A paper is meant to be a detailed manuscript, a how-to guide, for understanding and replicating a research idea. But papers don’t always tell the full story: researchers often leave out some details or obfuscate their method, driven by the desire to please their future reviewers. A researcher’s understanding of their paper also evolves over time, as they run further experiments and talk with other researchers, and this evolution is rarely documented publicly (unless it provides enough material to write another paper). This isn’t because researchers are bad people; the incentives just aren’t there to spend valuable time writing about these new developments.

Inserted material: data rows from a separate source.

PR #5123, opened 2024-10-14
New AWS jobstore.

DailyDreaming:
Rewritten without SDB.

## Changelog Entry

## Reviewer Checklist

        ```
        ```

## Merger Checklist


src/toil/lib/aws/s3.py
```diff
@@ -11,21 +11,484 @@
...
+
+@retry(errors=[BotoServerError])
+def copy_s3_to_s3(s3_resource, src_bucket, src_key, dst_bucket, dst_key, extra_args: Optional[dict] = None):
+    if not extra_args:
+        source = {'Bucket': src_bucket, 'Key': src_key}
+        # Note: this may have errors if using sse-c because of
+        # a bug with encryption using copy_object and copy (which uses copy_object for files <5GB):
+        # https://github.com/aws/aws-cli/issues/6012
+        # this will only happen if we attempt to copy a file previously encrypted with sse-c
+        # copying an unencrypted file and encrypting it as sse-c seems to work fine though
```
adamnovak, line 231: The issue linked appears to apply only to the AWS CLI, and [not the API](https://github.com/aws/aws-cli/issues/6012#issuecomment-901416584), and also only describes adding encryption, not removing or changing it. Does it really not work if we do it through the API ourselves? (Or would we need tor each in and fiddle with headers manually?)

src/toil/lib/aws/utils.py
```diff
@@ -346,7 +346,7 @@ def bucket_location_to_region(location: Optional[str]) -> str:
     return "us-east-1" if location == "" or location is None else location
 
 
-def get_object_for_url(url: ParseResult, existing: Optional[bool] = None) -> "S3Object":
+def get_object_for_url(url: Union[ParseResult, str], existing: Optional[bool] = None) -> "S3Object":
```
adamnovak, line 349: I feel like we should have stronger opinions on which of these we ought to have. It's kind of convenient for the caller to just be able to throw whatever in here, but remembering that you *can* do that is harder than remembering that you need one type, I think.

And we're not updating the docstring to say that the URL doesn't *actually* have to be parsed.

src/toil/lib/pipes.py
```diff
@@ -0,0 +1,358 @@
...
+
+    def __enter__(self):
+        self.readable_fh, writable_fh = os.pipe()
+        self.writable = os.fdopen(writable_fh, 'wb' if self.encoding == None else 'wt', encoding=self.encoding, errors=self.errors)
+        self.thread = ExceptionalThread(target=self._reader)
+        self.thread.start()
+        return self.writable
+
+    def __exit__(self, exc_type, exc_val, exc_tb):
+        # Closeing the writable end will send EOF to the readable and cause the reader thread
```
adamnovak, line 121:
```suggestion
        # Closing the writable end will send EOF to the readable and cause the reader thread
```

.gitlab-ci.yml
```diff
@@ -69,7 +69,6 @@ lint:
     - ${MAIN_PYTHON_PKG} -m virtualenv venv && . venv/bin/activate && make prepare && make develop extras=[all]
     - ${MAIN_PYTHON_PKG} -m pip freeze
     - ${MAIN_PYTHON_PKG} --version
-    - make mypy
```
adamnovak, line 72: We probably need to keep the mypy step.

adamnovak (changes requested):
It looks like this probably works as written, but the documentation for how the S3-backed storage works (metadata objects named by file IDs referencing ETag hashes for content-addressed data objects many-to-one) doesn't match what's actually implemented (metadata objects and data objects both named by file ID).

It might be good to actually implement the described content-addressing design, but there are are some big unsolved questions:
- ETags on S3 are all MD5-based and not collision-resistant, so it's easy to get two actual files with the same MD5 and put them in the job store to break it.
- Streaming uploads don't know their hash until they are uploaded, so where should they be uploaded to?
- Without transactions, how do you maintain the consistency of many-to-one relationships between metadata objects and data objects, while still allowing data objects to be deleted when the last referencing metadata object goes away?

It might make sense to not solve this deduplication problem now, and to just admit to using one data copy per file ID as is actually implemented. If we cram executability into the ID somehow, and use the ETag provided by S3 in the response header for integrity checking, it might be possible to not have a metadata file at all.

src/toil/jobStores/aws/jobStore.py
```diff
@@ -301,179 +294,195 @@ def load_job(self, job_id: str):
...
+            extra_args=self.encryption_args
+        )
 
-    def file_exists(self, file_id):
+    def file_exists(self, file_id: str) -> bool:
         return s3_key_exists(s3_resource=self.s3_resource,
                              bucket=self.bucket_name,
-                             key=f'{self.content_key_prefix}{file_id}',
+                             key=self.existing_full_s3_key_from_file_id(file_id),
                              extra_args=self.encryption_args)
```
adamnovak, line 440: This isn't going to work because `file_exists` is meant to be able to return `False`, but `existing_full_s3_key_from_file_id` will always raise if no such key exists.

src/toil/jobStores/aws/jobStore.py
```diff
@@ -511,103 +525,102 @@ def read_shared_file_stream(self, shared_file_name, encoding=None, errors=None):
             if e.response.get('ResponseMetadata', {}).get('HTTPStatusCode') == 404:
                 raise NoSuchFileException(shared_file_name)
 
-    def delete_file(self, file_id):
-        """Only delete the reference."""
-        self.s3_client.delete_object(Bucket=self.bucket_name, Key=f'{self.metadata_key_prefix}{file_id}')
-        self.s3_client.delete_object(Bucket=self.bucket_name, Key=f'{self.content_key_prefix}{file_id}')
+    def delete_file(self, file_id: str) -> None:
+        full_s3_key = self.existing_full_s3_key_from_file_id(file_id)
+        self.s3_client.delete_object(Bucket=self.bucket_name, Key=full_s3_key)
```
adamnovak, line 530: `delete_file` is required to be idempotent:
https://github.com/DataBiosphere/toil/blob/9f0d4580523d8f9f00a76feff252ab450a06c938/src/toil/jobStores/abstractJobStore.py#L1535-L1536
But `existing_full_s3_key_from_file_id` will raise an error if no such key exists, so you won't actually be able to safely call the delete twice.
Probably the error needs to be handled here.

src/toil/jobStores/aws/jobStore.py
```diff
@@ -511,103 +525,102 @@ def read_shared_file_stream(self, shared_file_name, encoding=None, errors=None):
...
-        if issubclass(otherCls, AWSJobStore):
-            src_bucket_name, src_key_name = parse_s3_uri(url)
+        if isinstance(otherCls, AWSJobStore):
+            src_bucket_name, src_key_name = parse_s3_uri(uri.geturl())
             response = head_s3_object(self.s3_resource, bucket=src_bucket_name, key=src_key_name, check=True)
             content_length = response['ContentLength']  # e.g. 65536
-            content_type = response['ContentType']  # e.g. "binary/octet-stream"
-            etag = response['ETag'].strip('\"')  # e.g. "\"586af4cbd7416e6aefd35ccef9cbd7c8\""
+            # content_type = response['ContentType']  # e.g. "binary/octet-stream"
+            # etag = response['ETag'].strip('\"')  # e.g. "\"586af4cbd7416e6aefd35ccef9cbd7c8\""
```
adamnovak, line 554: Probably these can just be cut.
```suggestion
```

src/toil/jobStores/aws/jobStore.py
```diff
@@ -511,103 +525,102 @@ def read_shared_file_stream(self, shared_file_name, encoding=None, errors=None):
...
+                s3_resource=self.s3_resource,
+                src_bucket=src_bucket_name,
+                src_key=src_key_name,
+                dst_bucket=self.bucket_name,
+                dst_key=dst_key,
+                extra_args=self.encryption_args
+            )
+            # TODO: verify etag after copying here?
+
+            # cannot determine exec bit from foreign s3 so default to False
```
adamnovak, line 572: This comment needs to go up where the `0` is now.

src/toil/lib/pipes.py
```diff
@@ -15,64 +15,64 @@
...
-    ...     def readFrom(self, readable):
-    ...         pass
-    >>> with MyPipe() as writable:
-    ...     raise RuntimeError('Hello, world!')
-    Traceback (most recent call last):
-    ...
-    RuntimeError: Hello, world!
-    >>> y = os.dup(0); os.close(y); x == y
-    True
+    # An object-oriented wrapper for os.pipe. Clients should subclass it, implement
```
adamnovak, line 18: I don't think it makes sense to try to have a big comment *inside* a docstring like this.

src/toil/lib/pipes.py
```diff
@@ -117,7 +117,12 @@ def __exit__(self, exc_type: Optional[str], exc_val: Optional[str], exc_tb: Opti
             # thread. To cover the small window before the reader takes over we also close it here.
             if self.readable_fh is not None:
                 # Close the file handle. The reader thread must be dead now.
-                os.close(self.readable_fh)
+                try:
+                    os.close(self.readable_fh)
+                except OSError as e:
+                    # OSError: [Errno 9] Bad file descriptor implies this file handle is already closed
+                    if not e.errno == 9:
```
adamnovak, line 124: This should be `errno.EBADF` and not a magic 9.
```suggestion
                    if not e.errno == errno.EBADF:
```

src/toil/test/__init__.py
```diff
@@ -482,7 +482,7 @@ def needs_aws_batch(test_item: MT) -> MT:
         test_item
     )
     test_item = needs_env_var(
-        "TOIL_AWS_BATCH_JOB_ROLE_ARN", "an IAM role ARN that grants S3 and SDB access"
+        "TOIL_AWS_BATCH_JOB_ROLE_ARN", "an IAM role ARN that grants S3 access"
```
adamnovak, line 485: Should we also revise the role permissions in the provisioner? Or make a new issue for that?

adamnovak (changes requested):
I think this is way better!

I did notice that the "existing" key getter function was used in a couple places where the key won't actually necessarily exist, which I don't think will work.

And I don't think we want to comment out the contents of docstrings.

But those are probably the only things I think really need to be changed.

src/toil/jobStores/abstractJobStore.py
```diff
@@ -110,7 +110,7 @@ class NoSuchFileException(Exception):
     """Indicates that the specified file does not exist."""
 
     def __init__(
-        self, jobStoreFileID: FileID, customName: Optional[str] = None, *extra: Any
+        self, jobStoreFileID: Union[FileID, str], customName: Optional[str] = None, *extra: Any
```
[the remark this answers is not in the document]
adamnovak: I guess some of the user-facing file ID API still accepts file IDs typed as strings, so maybe we do still need to be able to take them here.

Machine learning is a field where what is considered ‘publishable’ is beginning to change. ReScience publishes replications of previous papers, and Distill exclusively publishes excellent expositions of interesting ideas. Researchers are also starting to be recognized for producing high-quality blog posts, and writing readable code that easily reproduces their results.
What the community still lacks, though, are incentives for publicly documenting our real thoughts and feelings about our past papers. I often talk about my past work more candidly with my friends and colleagues than I do in my published work, and I’m more willing to own up to its flaws and limitations. But many aspiring researchers don’t have the means to attend conferences to have such honest conversations with the people whose work they’re building on.
Today, we’re launching ML Retrospectives, a website for hosting reflections and critiques of researchers’ own past papers that we’re calling retrospectives. We’re also announcing the NeurIPS 2019 Retrospectives workshop, where high-quality retrospectives can be published.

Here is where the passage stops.